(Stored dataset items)
= Beginning of Section =
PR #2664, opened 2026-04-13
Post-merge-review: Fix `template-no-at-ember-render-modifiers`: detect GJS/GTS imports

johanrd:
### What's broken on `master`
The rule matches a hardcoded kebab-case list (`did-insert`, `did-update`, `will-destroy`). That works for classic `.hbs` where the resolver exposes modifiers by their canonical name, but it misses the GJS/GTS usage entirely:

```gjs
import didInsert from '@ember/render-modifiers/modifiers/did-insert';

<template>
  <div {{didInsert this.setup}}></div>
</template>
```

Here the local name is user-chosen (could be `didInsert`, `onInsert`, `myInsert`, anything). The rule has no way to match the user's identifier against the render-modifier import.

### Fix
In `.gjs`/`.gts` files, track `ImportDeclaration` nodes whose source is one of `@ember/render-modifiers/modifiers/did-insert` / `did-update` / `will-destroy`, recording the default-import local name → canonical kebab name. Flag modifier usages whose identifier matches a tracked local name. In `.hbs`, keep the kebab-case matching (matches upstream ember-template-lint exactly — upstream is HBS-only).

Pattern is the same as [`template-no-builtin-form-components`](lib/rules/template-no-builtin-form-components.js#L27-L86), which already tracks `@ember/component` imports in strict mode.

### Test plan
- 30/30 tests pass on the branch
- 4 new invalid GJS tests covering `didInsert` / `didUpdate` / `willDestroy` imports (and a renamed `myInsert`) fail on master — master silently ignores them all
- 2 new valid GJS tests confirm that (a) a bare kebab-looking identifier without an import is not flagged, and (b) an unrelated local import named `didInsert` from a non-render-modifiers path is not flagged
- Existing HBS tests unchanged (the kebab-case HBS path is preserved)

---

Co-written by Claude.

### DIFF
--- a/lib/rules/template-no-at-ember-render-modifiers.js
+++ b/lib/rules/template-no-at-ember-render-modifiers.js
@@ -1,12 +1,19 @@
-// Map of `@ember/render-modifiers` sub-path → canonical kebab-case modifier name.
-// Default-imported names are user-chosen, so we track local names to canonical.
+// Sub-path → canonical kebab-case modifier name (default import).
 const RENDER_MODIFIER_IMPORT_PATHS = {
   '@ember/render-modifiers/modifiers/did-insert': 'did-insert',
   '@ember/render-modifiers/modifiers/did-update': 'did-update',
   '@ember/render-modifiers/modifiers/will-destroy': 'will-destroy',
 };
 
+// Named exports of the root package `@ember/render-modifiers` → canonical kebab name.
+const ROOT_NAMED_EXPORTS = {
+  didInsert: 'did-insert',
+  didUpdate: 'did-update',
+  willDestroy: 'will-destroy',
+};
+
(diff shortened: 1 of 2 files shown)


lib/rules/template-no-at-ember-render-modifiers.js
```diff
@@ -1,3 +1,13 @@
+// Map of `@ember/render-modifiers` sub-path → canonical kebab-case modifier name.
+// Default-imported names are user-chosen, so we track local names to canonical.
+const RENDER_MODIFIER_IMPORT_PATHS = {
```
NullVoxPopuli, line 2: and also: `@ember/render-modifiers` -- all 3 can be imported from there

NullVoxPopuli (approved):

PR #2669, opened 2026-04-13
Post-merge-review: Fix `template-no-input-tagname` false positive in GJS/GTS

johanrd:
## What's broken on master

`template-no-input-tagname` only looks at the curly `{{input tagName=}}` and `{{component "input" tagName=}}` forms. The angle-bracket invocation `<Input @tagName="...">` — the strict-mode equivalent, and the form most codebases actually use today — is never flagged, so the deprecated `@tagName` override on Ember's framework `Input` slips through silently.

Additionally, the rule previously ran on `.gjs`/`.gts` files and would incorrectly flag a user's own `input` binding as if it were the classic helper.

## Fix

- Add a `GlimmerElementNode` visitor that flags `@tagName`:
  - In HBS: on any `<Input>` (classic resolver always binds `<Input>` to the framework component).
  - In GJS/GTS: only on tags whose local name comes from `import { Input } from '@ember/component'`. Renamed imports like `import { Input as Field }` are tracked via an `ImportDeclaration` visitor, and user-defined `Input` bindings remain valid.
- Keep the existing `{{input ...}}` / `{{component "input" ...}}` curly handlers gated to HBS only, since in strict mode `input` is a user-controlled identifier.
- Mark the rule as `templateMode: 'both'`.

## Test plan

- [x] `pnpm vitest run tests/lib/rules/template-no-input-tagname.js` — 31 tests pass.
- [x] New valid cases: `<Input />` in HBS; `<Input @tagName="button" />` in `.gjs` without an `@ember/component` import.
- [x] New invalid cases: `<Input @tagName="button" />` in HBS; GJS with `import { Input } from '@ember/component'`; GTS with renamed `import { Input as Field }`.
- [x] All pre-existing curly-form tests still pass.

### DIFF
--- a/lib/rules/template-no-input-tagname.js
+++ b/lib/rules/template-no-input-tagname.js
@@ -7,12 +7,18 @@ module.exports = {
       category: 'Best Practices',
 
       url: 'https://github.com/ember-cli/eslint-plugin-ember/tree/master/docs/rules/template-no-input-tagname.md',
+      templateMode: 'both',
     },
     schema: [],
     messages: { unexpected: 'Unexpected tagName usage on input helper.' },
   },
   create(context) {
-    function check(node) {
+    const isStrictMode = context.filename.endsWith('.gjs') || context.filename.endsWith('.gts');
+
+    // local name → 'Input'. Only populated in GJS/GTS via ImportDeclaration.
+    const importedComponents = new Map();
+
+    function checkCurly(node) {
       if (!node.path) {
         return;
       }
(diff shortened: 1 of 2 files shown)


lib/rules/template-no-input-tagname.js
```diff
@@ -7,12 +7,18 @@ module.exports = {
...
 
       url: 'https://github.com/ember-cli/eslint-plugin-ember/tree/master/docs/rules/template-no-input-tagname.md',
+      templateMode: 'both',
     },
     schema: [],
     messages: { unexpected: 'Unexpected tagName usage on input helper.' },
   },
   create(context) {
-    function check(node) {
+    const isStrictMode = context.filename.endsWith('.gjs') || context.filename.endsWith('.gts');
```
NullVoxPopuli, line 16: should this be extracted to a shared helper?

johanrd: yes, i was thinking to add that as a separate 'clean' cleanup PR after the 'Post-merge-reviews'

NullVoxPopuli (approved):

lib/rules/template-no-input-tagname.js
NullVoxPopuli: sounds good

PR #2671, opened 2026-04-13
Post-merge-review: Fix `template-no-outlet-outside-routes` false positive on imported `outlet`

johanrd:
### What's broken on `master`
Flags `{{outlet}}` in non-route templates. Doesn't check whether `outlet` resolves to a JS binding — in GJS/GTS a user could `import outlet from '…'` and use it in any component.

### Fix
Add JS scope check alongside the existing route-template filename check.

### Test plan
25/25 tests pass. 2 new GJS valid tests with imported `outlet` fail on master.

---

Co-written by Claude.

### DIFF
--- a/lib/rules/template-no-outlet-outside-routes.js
= End of Section =
= Beginning of Section =
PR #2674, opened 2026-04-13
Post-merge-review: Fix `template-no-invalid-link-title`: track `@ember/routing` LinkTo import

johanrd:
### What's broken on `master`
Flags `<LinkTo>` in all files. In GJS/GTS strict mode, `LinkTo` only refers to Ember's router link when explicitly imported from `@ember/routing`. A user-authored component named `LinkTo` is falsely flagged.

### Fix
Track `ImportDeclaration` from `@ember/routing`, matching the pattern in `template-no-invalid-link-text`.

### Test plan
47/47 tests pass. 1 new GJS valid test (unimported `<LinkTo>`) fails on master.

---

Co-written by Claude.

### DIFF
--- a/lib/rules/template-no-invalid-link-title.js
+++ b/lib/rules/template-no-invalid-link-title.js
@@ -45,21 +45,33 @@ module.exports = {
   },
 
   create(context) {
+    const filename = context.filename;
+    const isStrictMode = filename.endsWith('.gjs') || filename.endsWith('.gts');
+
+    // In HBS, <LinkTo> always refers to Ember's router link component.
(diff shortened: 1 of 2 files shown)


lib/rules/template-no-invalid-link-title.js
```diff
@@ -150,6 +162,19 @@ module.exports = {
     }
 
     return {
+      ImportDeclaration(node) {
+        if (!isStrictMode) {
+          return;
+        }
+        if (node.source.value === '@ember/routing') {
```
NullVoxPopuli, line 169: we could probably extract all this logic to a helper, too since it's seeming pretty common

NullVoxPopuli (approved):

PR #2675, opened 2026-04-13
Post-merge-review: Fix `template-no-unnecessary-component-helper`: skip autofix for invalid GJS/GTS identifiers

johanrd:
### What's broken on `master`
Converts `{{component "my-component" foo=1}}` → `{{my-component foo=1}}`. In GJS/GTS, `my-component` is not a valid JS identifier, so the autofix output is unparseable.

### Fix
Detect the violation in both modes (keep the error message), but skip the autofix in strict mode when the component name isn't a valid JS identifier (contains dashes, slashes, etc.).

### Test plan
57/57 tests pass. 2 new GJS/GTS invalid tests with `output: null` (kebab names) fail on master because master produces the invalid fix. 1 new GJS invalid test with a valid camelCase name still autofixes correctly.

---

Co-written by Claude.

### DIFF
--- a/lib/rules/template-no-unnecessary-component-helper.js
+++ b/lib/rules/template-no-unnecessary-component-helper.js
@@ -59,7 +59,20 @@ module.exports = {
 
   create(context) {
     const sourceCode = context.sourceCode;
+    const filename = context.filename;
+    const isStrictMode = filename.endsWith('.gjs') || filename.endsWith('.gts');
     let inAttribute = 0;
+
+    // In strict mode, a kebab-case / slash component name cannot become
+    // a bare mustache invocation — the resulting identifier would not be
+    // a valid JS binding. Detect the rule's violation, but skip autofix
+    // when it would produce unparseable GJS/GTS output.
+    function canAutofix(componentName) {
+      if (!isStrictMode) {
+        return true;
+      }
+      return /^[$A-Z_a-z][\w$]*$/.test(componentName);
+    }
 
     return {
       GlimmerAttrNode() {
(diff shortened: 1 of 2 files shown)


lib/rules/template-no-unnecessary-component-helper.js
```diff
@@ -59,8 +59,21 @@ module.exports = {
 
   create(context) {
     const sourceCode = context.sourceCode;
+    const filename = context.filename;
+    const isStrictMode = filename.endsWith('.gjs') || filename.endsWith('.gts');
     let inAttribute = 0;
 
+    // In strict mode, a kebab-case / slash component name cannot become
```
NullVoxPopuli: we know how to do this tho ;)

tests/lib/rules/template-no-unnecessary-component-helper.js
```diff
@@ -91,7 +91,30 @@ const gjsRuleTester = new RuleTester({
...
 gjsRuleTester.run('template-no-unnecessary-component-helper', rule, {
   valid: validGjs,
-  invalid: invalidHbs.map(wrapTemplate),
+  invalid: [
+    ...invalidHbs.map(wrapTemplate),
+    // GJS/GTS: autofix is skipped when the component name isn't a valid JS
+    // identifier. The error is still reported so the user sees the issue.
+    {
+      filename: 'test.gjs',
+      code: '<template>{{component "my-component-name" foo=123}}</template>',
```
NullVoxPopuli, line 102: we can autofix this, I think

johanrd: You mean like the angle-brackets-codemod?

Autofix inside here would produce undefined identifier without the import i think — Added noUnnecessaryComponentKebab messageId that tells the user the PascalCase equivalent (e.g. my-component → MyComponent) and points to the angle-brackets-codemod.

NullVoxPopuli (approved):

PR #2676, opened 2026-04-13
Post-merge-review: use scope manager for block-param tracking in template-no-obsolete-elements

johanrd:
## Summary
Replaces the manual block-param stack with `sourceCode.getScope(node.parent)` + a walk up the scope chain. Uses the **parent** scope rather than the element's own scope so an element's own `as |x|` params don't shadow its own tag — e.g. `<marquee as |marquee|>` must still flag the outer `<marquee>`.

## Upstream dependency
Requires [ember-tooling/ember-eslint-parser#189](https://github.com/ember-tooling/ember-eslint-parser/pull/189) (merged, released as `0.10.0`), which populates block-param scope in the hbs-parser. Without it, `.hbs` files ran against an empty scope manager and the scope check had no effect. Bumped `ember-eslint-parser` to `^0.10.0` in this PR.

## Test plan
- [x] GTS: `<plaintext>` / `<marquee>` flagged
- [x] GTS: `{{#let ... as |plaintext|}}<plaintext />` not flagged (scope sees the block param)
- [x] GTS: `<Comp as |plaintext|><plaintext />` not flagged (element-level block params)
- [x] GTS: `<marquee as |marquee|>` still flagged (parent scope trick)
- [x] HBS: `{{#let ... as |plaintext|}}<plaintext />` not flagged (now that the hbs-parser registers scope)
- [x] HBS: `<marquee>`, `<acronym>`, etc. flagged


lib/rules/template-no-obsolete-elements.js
= End of Section =
▸ **WORK REQUEST**:
From the entries above, copy each line that holds "output".

▸ **WRITTEN RESPONSE**:
Converts `{{component "my-component" foo=1}}` → `{{my-component foo=1}}`. In GJS/GTS, `my-component` is not a valid JS identifier, so the autofix output is unparseable.
57/57 tests pass. 2 new GJS/GTS invalid tests with `output: null` (kebab names) fail on master because master produces the invalid fix. 1 new GJS invalid test with a valid camelCase name still autofixes correctly.
+    // when it would produce unparseable GJS/GTS output.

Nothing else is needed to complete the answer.